■ EXERCISE PROMPT
Every line below that has the string "behavior" adds one to the count. Give that count by itself.
*** Opening of DATASET ***
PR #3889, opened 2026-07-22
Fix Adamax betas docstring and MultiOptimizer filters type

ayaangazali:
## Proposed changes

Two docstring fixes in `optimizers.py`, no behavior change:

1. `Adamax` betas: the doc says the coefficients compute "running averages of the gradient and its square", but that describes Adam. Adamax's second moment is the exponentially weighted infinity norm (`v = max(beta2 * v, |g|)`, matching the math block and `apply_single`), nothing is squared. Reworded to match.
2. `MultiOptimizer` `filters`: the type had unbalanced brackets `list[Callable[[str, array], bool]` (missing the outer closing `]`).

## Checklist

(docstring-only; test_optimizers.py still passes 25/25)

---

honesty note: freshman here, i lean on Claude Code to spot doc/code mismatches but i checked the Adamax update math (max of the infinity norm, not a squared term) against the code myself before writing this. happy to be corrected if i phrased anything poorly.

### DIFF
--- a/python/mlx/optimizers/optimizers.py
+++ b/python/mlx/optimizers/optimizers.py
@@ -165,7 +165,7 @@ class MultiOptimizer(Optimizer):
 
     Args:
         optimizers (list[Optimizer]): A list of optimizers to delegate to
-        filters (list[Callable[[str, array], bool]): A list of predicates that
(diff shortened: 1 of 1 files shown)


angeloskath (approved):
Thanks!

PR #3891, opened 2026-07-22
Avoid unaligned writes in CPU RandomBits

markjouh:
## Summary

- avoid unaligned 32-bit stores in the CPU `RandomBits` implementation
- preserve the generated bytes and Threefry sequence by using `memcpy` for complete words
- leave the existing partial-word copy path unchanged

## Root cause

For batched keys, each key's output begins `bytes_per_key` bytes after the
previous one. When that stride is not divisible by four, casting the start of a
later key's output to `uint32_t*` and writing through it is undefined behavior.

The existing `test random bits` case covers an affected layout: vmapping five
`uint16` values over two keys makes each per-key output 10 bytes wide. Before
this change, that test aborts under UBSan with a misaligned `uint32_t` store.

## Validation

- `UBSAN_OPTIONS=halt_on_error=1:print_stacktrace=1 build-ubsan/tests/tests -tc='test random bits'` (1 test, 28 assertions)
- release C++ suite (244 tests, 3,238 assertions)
*** Close of DATASET ***
■ EXERCISE RESPONSE
2